Language packs are pre-built translation models with an included instance of the Joshua runtime environment. There are no dependencies, so installing a black-box machine translation system on your computer is as easy as downloading the link, opening up the tarball, and running the included shell script.
English–English (paraphrase)
These models are English to English translation engines trained on the Paraphrase Database. PPDB contains many different types of rules: lexical, phrasal, and syntactic. In addition, confidence measures computed over the entries have been used to filter the dataset at different thresholds, so that you can use only the highest-confidence rules (S) or get all of them (XXXL).
Rule set | S | M | L | XL | XXL | XXXL |
---|---|---|---|---|---|---|
All Rules | General (3.9 GB) | General (10 GB) | ||||
Lexical Rules | ||||||
Phrasal Rules | ||||||
Syntactic Rules |
Once you download the model, unpack it. The simplest use-case is then to run Joshua as a standard UNIX tool, accepting a single line of input and writing a single line of output:
tar xzvf apache-joshua-ppdb-2.0-s-all.tgz cat input.txt | ./apache-joshua-ppdb-2.0-s-all/joshua
There is some startup cost associated with the models, however. You may find it more beneficial, therefore, to run it as a server. Joshua can run in two server modes: raw TCP, and HTTP.
# start in server mode, answering web queries ./apache-joshua-ppdb-2.0-s-all/joshua -server-port 5674 cat input.txt | nc localhost 5674 # start in server mode, taking direct TCP/IP connections ./apache-joshua-ppdb-2.0-s-all/joshua -server-port 5674 -server-type tcp # Now open ./apache-joshua-ppdb-2.0-s-all/html/index.html in your browser
Decoder Options
Joshua supports many command-line options controlling its output. By default, it outputs only a single hypothesis per input line. Here are some options that may be useful to you:
- "-m XXg" — increase the amount of memory provided to Joshua. The default is 8g, but for the larger language packs, you will want 16 or 24. In general, 50% more memory than the raw model size should be more than sufficient.
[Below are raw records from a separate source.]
PR #2273, opened 2018-02-16
[INFINITY-2835] Allow package name to be overridden with an envvar

elezar:
This PR adds support for overriding the package name using an environment variable `PACKAGE_NAME`.

The default behaviour (in terms of getting the package name from the stub universe URL) remains the same.

### DIFF
--- a/tools/release_builder.py
+++ b/tools/release_builder.py
@@ -24,6 +24,51 @@ universe_converter_url_prefix = 'https://universe-converter.mesosphere.com/trans
 
 class UniverseReleaseBuilder(object):
 
+    @staticmethod
+    def get_package_name(stub_universe_url: str) -> str:
+
+        package_name = os.environ.get('PACKAGE_NAME', '')
+
+        log.info("Read PACKAGE_NAME=%s", package_name)
+
+        if not package_name:
+            log.info("Getting package name from stub universe URL")
+
+            name_match = re.match('.+/stub-universe-(.+).(json)$', stub_universe_url)
+            if not name_match:
+                raise Exception('Unable to extract package name from stub universe URL. '
+                                'Expected filename of form "stub-universe-[pkgname].json"')
+
+            package_name = name_match.group(1)
+            log.info("Got package name %s from stub universe URL")
+
+        return package_name
+
+    @staticmethod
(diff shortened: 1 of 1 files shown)


tools/release_builder.py
```diff
@@ -38,53 +89,18 @@ def __init__(
         self._force_upload = os.environ.get('FORCE_ARTIFACT_UPLOAD', '').lower() == 'true'
         self._beta_release = beta_release.lower() == 'true'
 
-        name_match = re.match('.+/stub-universe-(.+).(json)$', stub_universe_url)
-        if not name_match:
-            raise Exception('Unable to extract package name from stub universe URL. ' +
-                            'Expected filename of form "stub-universe-[pkgname].json"')
+        self._stub_universe_pkg_name = self.get_package_name(stub_universe_url)
```
elezar: @nickbp this line only seems to match `json` files? I may have missed where the `zip` files where referenced.

elezar:
With regards to
> Now that things have been restructured and support for the zip format has been dropped, would it be straightforward to instead just get the package name value from the json content directly? To be clear I haven't looked at how this retrieval would fit in the current script structure, so there could be some aspect that makes it difficult to do it this way. In any case, I think the package name should just be a name field at the root of the stub universe object.

The use case that prompted this ticket to be required was `confluent-kafka` -- which could be seen as a modified build of the `kafka` package. This meant that we took as input a stub universe with `"name"=="kafka"` and wanted to generated a package with `"name"=="confluent-kafka"` which was not possible if the package name was determined from the stub universe name **or** the JSON contents.

I would be happy to add support for extracting the info from the package itself, but would prefer to make the `PACKAGE_NAME` as input parameter a requirement as this reduces the amount of magic.

benclarkwood:
To me, it makes sense to accept these changes as-is as it is an _override_ of the default behavior (and a useful one at that).

I think a follow-on change is to modify it to introspect the package.json rather than the file name by default, but leave the override in place.

elezar:
Thanks @benclarkwood and @nickbp for your reviews. I have created https://jira.mesosphere.com/browse/INFINITY-3230 to track using the package contents instead of the filename.

PR #2297, opened 2018-02-22
[INFINITY-3255] Cleanup HDFS client docker image

NimaVaziri:
This PR has been somewhat overdue and was triggered by the JIRA to add cURL to the docker image as well as integrate the Dockerfile for said image to the repo.

This just cleans things up, and aggregates all the pieces to the `tools/docker-client` folder.

To note: besides having to perform the `kinit` command, when the client comes up it actually doesn't care itself about whether the HDFS it's talking to is kerberized or not.


frameworks/hdfs/tools/docker-client/Dockerfile
```diff
@@ -0,0 +1,37 @@
+FROM ubuntu:16.04
+
+RUN apt-get -y update && \
```
benclarkwood: How much size is saved by condensing these three `RUN`s into a single `RUN`?

frameworks/hdfs/tools/docker-client/krb5.conf
```diff
@@ -0,0 +1,121 @@
...
+                }
+        }
+        fcc-mit-ticketflags = true
+
+[realms]
+        LOCAL = {
+                kdc = KDC_ADDRESS
+                admin_server = KDC_ADDRESS
+        }
+        ATHENA.MIT.EDU = {
```
benclarkwood: Can we drop all these extraneous realms?

frameworks/hdfs/tools/docker-client/Dockerfile
benclarkwood: #layers

NimaVaziri: It's not really in consideration of size. It's just best practice to have `update` in the same layer as other `apt-get` runs so as to not cache the `update` layer and reference older packages if at a later the following `apt-get`s are modified in their own layers.

frameworks/hdfs/tools/docker-client/krb5.conf
NimaVaziri: Yeah, hoping these aren't required for our intentions for some non-obvious reasons...

frameworks/hdfs/tools/docker-client/Dockerfile
elezar: Would it not be better to run all `apt` commands once? Finishing off with a cleanup? See https://github.com/mesosphere/dcos-tensorflow/blob/master/images/Dockerfile#L10

frameworks/hdfs/tools/docker-client/Dockerfile
```diff
@@ -0,0 +1,37 @@
...
+
+RUN apt-get update && \
+    apt-get install -y default-jre && \
+    apt-get install -y \
+    curl \
+    dnsutils \
+    less \
+    vim
+
+ENV HADOOP_VERSION hadoop-2.6.0-cdh5.9.1
```
elezar: Let's use this to construct the HDFS download URL so that we don't have to change it in multiple places.

frameworks/hdfs/tools/docker-client/Dockerfile
```diff
@@ -0,0 +1,37 @@
...
+# the env var is required for a non-interactive install of krb5-user
+RUN export DEBIAN_FRONTEND=noninteractive && apt-get install -y krb5-user
+COPY krb5.conf /etc/krb5.conf
+RUN chown -R nobody /etc
+
+COPY configure-environment.sh /hadoop-2.6.0-cdh5.9.1/configure-environment.sh
+COPY configure-hdfs.sh /hadoop-2.6.0-cdh5.9.1/configure-hdfs.sh
+
+# working directory will be the HDFS distribution
+RUN chown -R nobody /hadoop-2.6.0-cdh5.9.1
```
elezar: So this isn't going to work on Centos?

frameworks/hdfs/tools/docker-client/Dockerfile
```diff
@@ -0,0 +1,37 @@
...
+    less \
+    vim
+
+ENV HADOOP_VERSION hadoop-2.6.0-cdh5.9.1
+ENV HDFS_SERVICE_NAME hdfs
+ENV JAVA_HOME /usr/lib/jvm/default-java
+
+# the env var is required for a non-interactive install of krb5-user
+RUN export DEBIAN_FRONTEND=noninteractive && apt-get install -y krb5-user
+COPY krb5.conf /etc/krb5.conf
```
elezar: We could drop this copy and have a "bring your own krb5.conf" approach as is used in (some?) of the integration tests.

frameworks/hdfs/tools/docker-client/configure-environment.sh
```diff
@@ -0,0 +1,12 @@
+#!/bin/bash
+
+export PATH=$PATH:/usr/local/sbin:/usr/sbin:/sbin
+
+sed -e "s/KDC_ADDRESS/$KDC_ADDRESS/g" -i /etc/krb5.conf
```
elezar: I would remove the `krb5.conf` file and require that the user supply one?

frameworks/hdfs/tools/docker-client/configure-hdfs.sh
```diff
@@ -0,0 +1,14 @@
+#!/bin/bash
+
+usage() {
+    echo "HDFS_SERVICE_NAME=hdfs /$HADOOP_VERSION/configure-hdfs.sh"
+    exit 1
+}
+
+[[ -n "${HDFS_SERVICE_NAME}" ]] || usage
+
+cd /$HADOOP_VERSION
```
elezar: It's out of scope of this PR, but it's on my mind since we are considering the same thing in TensorFlow. Would it not make sense to rather accept the full URL to the where `core-site.xml` and `hdfs-site.xml` could be found.

This is the approach used by Spark (https://docs.mesosphere.com/services/spark/2.1.0-2.2.1-1/hdfs/) and it would be useful to have consistency.

frameworks/hdfs/tools/docker-client/krb5.conf
```diff
@@ -0,0 +1,21 @@
+[libdefaults]
```
elezar: In the tests that I did (including active directory), one can get away with the following minimal `krb5.conf`:
```
[libdefaults]
default_realm = MY.REALM

[realms]
  MY.REALM = {
    kdc = KDC_ADDRESS
  }
```
(see https://github.com/mesosphere/dcos-commons/blob/master/testing/security/kerberos.py#L33)

As already discussed, however, we could consider just dropping it.

frameworks/hdfs/tests/config.py
```diff
@@ -103,7 +103,7 @@ def run_hdfs_command(service_name, command):
     """
     Execute the command using the Docker client
     """
-    full_command = 'docker run -e HDFS_SERVICE_NAME={service_name} {image_name} /bin/bash -c "/configure-hdfs.sh && {cmd}"'.format(
+    full_command = 'docker run -e HDFS_SERVICE_NAME={service_name} {image_name} /bin/bash -c "hadoop-*/configure-hdfs.sh && {cmd}"'.format(
```
elezar: We could have left `configure-hdfs.sh` in the root and then this `*` here would not be required.

NimaVaziri: Yeah, I don't have a strong preference for either way, just thought having everything in a specific, non-root working directory is cleaner.

frameworks/hdfs/tools/docker-client/Dockerfile
NimaVaziri: Upon further thought, will remove this.

So since this is simply a client we use for testing correctness of the service, running the Marathon client app as `root` seems fine to cover both CentOS and CoreOS.

frameworks/hdfs/tools/docker-client/Dockerfile
```diff
@@ -1,37 +1,39 @@
...
+RUN wget https://downloads.mesosphere.com/hdfs/assets/$HADOOP_VERSION-dcos.tar.gz && \
+    tar xf $HADOOP_VERSION-dcos.tar.gz && \
+    rm $HADOOP_VERSION-dcos.tar.gz
+
+
 # the env var is required for a non-interactive install of krb5-user
-RUN export DEBIAN_FRONTEND=noninteractive && apt-get install -y krb5-user
-COPY krb5.conf /etc/krb5.conf
-RUN chown -R nobody /etc
+RUN export DEBIAN_FRONTEND=noninteractive && \
```
elezar: Any reason to not also include `krb5-user` in the `apt-step` above?

frameworks/hdfs/tools/docker-client/Dockerfile
```diff
@@ -1,37 +1,39 @@
...
+    apt-get update && \
+    apt-get install -y krb5-user && \
+    apt-get clean
 
-COPY configure-environment.sh /hadoop-2.6.0-cdh5.9.1/configure-environment.sh
-COPY configure-hdfs.sh /hadoop-2.6.0-cdh5.9.1/configure-hdfs.sh
+COPY krb5.conf /etc/krb5.conf
```
elezar: Would the default `krb5.conf` that comes with `krb5-user` not be sufficient?

frameworks/hdfs/tools/docker-client/Dockerfile
```diff
@@ -1,37 +1,39 @@
...
-# working directory will be the HDFS distribution
-RUN chown -R nobody /hadoop-2.6.0-cdh5.9.1
+COPY configure-environment.sh /$HADOOP_VERSION/configure-environment.sh
+COPY configure-hdfs.sh /$HADOOP_VERSION/configure-hdfs.sh
 
-WORKDIR /hadoop-2.6.0-cdh5.9.1
+WORKDIR /$HADOOP_VERSION
 
 # this script will setup the HDFS configuration regardless of HDFS being kerberized or not
 CMD "./configure-environment.sh"
```
elezar: If we specify the full path here, the image would also work when the user specifies a `-w` flag to the docker command?

frameworks/hdfs/tools/docker-client/krb5.conf
```diff
@@ -1,19 +1,6 @@
...
-                }
-                plain = {
-                        something = something-else
-                }
-        }
-        fcc-mit-ticketflags = true
-
 [realms]
         LOCAL = {
                 kdc = KDC_ADDRESS
```
elezar: Is the `admin_server` section required?

frameworks/hdfs/tools/docker-client/Dockerfile
NimaVaziri: Ah so I tried that the first time and it didn't work for some reason. Tried it again and seems to be fine. Will just include it above.

frameworks/hdfs/tools/docker-client/Dockerfile
NimaVaziri: Makes sense, prefixed `CMD` with hadoop directory

frameworks/hdfs/tools/docker-client/krb5.conf
NimaVaziri: Not necessarily, removing it as well

frameworks/hdfs/tools/docker-client/Dockerfile
NimaVaziri: It has all the correct fields (and some additional ones that aren't needed since we've simplified our krb5 file to include only fields we need).

The default values of the fields are awkward to correct without writing some wrapper scripts specifically for this manipulation (which is more work than needed).

frameworks/hdfs/tools/docker-client/Dockerfile
elezar: You don't need to export it as it is only required for the `apt-get install` command. For example from https://github.com/elezar/tf_workspace/blob/master/Dockerfile.cpu#L4:
```
RUN apt-get update && \
    DEBIAN_FRONTEND=noninteractive apt-get install -y --no-install-recommends \
        git \
        tree \
        wget \
        zsh \
    && \
```

frameworks/hdfs/tools/docker-client/configure-environment.sh
elezar: As also mentioned in #2316 we could consider using mustache here instead? Then we have consistency across how we generate these files in production.

frameworks/hdfs/tests/config.py
elezar: Note that #2327 was created to address this script having moved.

frameworks/hdfs/tools/docker-client/configure-environment.sh
NimaVaziri: Yeah we could do that, just that we'd have to add bootstrap to the client bundle as well.

By production you mean our CI? We don't use this client anywhere else, right?

elezar: By production in this case I mean the actual HDFS service. With this kind of replace, we effectively have two kinds of templating.

We would not strictly be limited to adding `bootstrap` to the client image, as we would be able to use any mustache templating library, but bootstrap would give use some other tools like DNS resolution for free.

PR #2300, opened 2018-02-23
[INFINITY-3202] Remove partition tests, save one.

benclarkwood:
This removes all partition tests, as they were mostly just testing Mesos/DCOS, and not well at that.

It does retain one test that _is_ useful, but moves it back into the recovery suite (the test is disabled at present).


frameworks/helloworld/tests/test_zzzrecovery.py
```diff
@@ -329,3 +329,25 @@ def test_shutdown_host():
         log.info('Checking affected task has moved to a new agent:\n'
                  'old={}\nnew={}'.format(replaced_task, new_task))
         assert replaced_task.agent != new_task.agent
+
```
elezar: Note the `@@@@@` warning above ...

- "-top-n N" — output up to N translation candidates, instead of just one.
- "-output-format STRING" — change the output format. By default, Joshua outputs just the single, tokenized translation with the highest model probability.
Here are some other options:- %s: the raw translated string
- %S: the detokenized translated string
- %e: the source string
- %i: the sequence number (0-indexed)
- %c: the model score
- %f: the feature string
Citations
Please cite the following paper if you use these models in your research.
@InProceedings{napoles-callisonburch-post:2016:N16-3,
author = {Napoles, Courtney and Callison-Burch, Chris and Post, Matt},
title = {Sentential Paraphrasing as Black-Box Machine Translation},
booktitle = {Proceedings of the 2016 Conference of the North American Chapter of the Association for Computational Linguistics: Demonstrations},
month = {June},
year = {2016},
address = {San Diego, California},
publisher = {Association for Computational Linguistics},
pages = {62--66},
url = {http://www.aclweb.org/anthology/N16-3013}
}
Version History
- Version 1 (June 2016). Runtime: Joshua 6.1 snapshot.